Weir Flow Calculator
Calculate volumetric flow rate over rectangular, triangular, or trapezoidal weirs from the head of water above the weir crest. Used in irrigation canals, wastewater treatment, and stream gauging.
About this calculator
A weir is an overflow structure that relates water surface head H to discharge Q through a power-law equation. For a rectangular weir (with end contractions), Q = Cd × (L − 0.1nH) × H^1.5 × √(2g), where L is crest length, n is the number of end contractions, and Cd ≈ 0.61–0.65. For a triangular (V-notch) weir at 90°, Q = 0.588 × H^2.5 × √(2g), derived from integrating triangular strips of area over the head. For a trapezoidal (Cipolletti) weir, Q = Cd × L × H^1.5 × √(2g), combining rectangular and triangular effects. The √(2g) term arises from Torricelli's theorem applied to each elemental strip. Head H is measured upstream of the weir at a distance of at least 4×H_max to avoid drawdown effects.
How to use
Example — rectangular weir: L = 2.0 m, H = 0.3 m, Cd = 0.62, end contractions n = 2, g = 9.81 m/s². Effective width = L − 0.1 × n × H = 2.0 − 0.1 × 2 × 0.3 = 2.0 − 0.06 = 1.94 m. √(2g) = √(19.62) = 4.429. Q = 0.62 × 1.94 × 0.3^1.5 × 4.429 = 0.62 × 1.94 × 0.1643 × 4.429 ≈ 0.877 m³/s. For a triangular weir with the same head: Q = 0.588 × 0.3^2.5 × 4.429 = 0.588 × 0.04929 × 4.429 ≈ 0.128 m³/s — much lower, as expected for a narrow V-notch.
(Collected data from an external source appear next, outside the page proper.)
PR #118, opened 2026-04-29
Fix/highlight exceeded weight

### LINKED ISSUE #108: Anonymous votes inconsistency flagging
When decoding anonymous votes, we are getting the weight and max allowed weight for someone. In some very specific instances, the weight can go above the allowed value (vote casted before update of the voting power). When that happens like we see here, we must highlight the row so that we can inspect the data if we want. This can be all fine and legitimate so no blocking or anything must happen.

Image

ComputerOracle:
Adds a visual highlight for rows where the vote weight exceeds the max allowed weight.

This helps make those edge cases easier to spot while reviewing decoded votes. The check handles both numeric and string values and ignores cases like "N/A".

The change is purely visual and does not affect any validation or flow.

closes #108

### DIFF
--- a/dapp/src/components/page/proposal/VerifyAnonymousVotesModal.tsx
+++ b/dapp/src/components/page/proposal/VerifyAnonymousVotesModal.tsx
@@ -30,7 +30,9 @@ const VerifyAnonymousVotesModal: React.FC<Props> = ({
     null,
   );
   const [decodedVotes, setDecodedVotes] = useState<DecodedVote[]>([]);
+  const [isProcessing, setIsProcessing] = useState(false);
 
+  const [isProcessing, setIsProcessing] = useState(false);
   const computeTalliesAndProof = async (privKey: string) => {
     try {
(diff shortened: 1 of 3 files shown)


dapp/src/components/page/proposal/VerifyAnonymousVotesModal.tsx
```diff
@@ -30,7 +30,9 @@ const VerifyAnonymousVotesModal: React.FC<Props> = ({
     null,
   );
   const [decodedVotes, setDecodedVotes] = useState<DecodedVote[]>([]);
+  const [isProcessing, setIsProcessing] = useState(false);
 
+  const [isProcessing, setIsProcessing] = useState(false);
```
tupui, line 35: On this one too.

tupui (changes requested):
Same issue as in some other PR. You must really use main for all your different PRs otherwise we will have diff issues.

tupui:
You did this again. I am crying!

Frequently asked questions
What is the difference between a rectangular weir and a triangular V-notch weir for flow measurement?
A rectangular weir has a horizontal crest and passes larger flows efficiently, making it suitable for rivers, irrigation canals, and stormwater channels where high discharge must be measured. A triangular V-notch weir has greater sensitivity at low flows because even a small head change produces a measurable discharge change, making it ideal for stream gauging and laboratory measurements. The rectangular formula uses H^1.5 while the triangular formula uses H^2.5, so the V-notch discharge rises more steeply with head, giving better resolution at small flows. For a wide range of flows, a Cipolletti (trapezoidal) weir combines both benefits.
How does the discharge coefficient affect weir flow calculations?
The discharge coefficient Cd accounts for the difference between ideal theoretical discharge and actual flow, caused by streamline curvature, viscosity, surface tension, and approach velocity. For sharp-crested rectangular weirs, Cd is typically 0.61–0.65; broad-crested weirs have Cd around 0.848. An incorrect Cd introduces a direct proportional error into Q, so a 5% error in Cd means a 5% error in computed flow rate. Calibrated weir structures in flow measurement applications should have Cd determined by in-situ rating against a reference meter rather than using tabulated values, especially when approach velocity and channel geometry vary from standard conditions.
Why must the head be measured far enough upstream from the weir crest?
Close to the weir, the water surface curves downward (drawdown) as it accelerates toward the crest, making the local water depth lower than the true hydraulic head driving the flow. Measuring head within this zone underestimates H and therefore significantly underestimates Q. Standard practice (ISO 1438) requires the gauge point to be located at least 4 to 5 times the maximum expected head upstream of the crest, where the water surface is still approximately horizontal and hydrostatic pressure conditions apply. A stilling well connected by a small tap to the channel wall at that location eliminates wave interference and gives the most repeatable readings.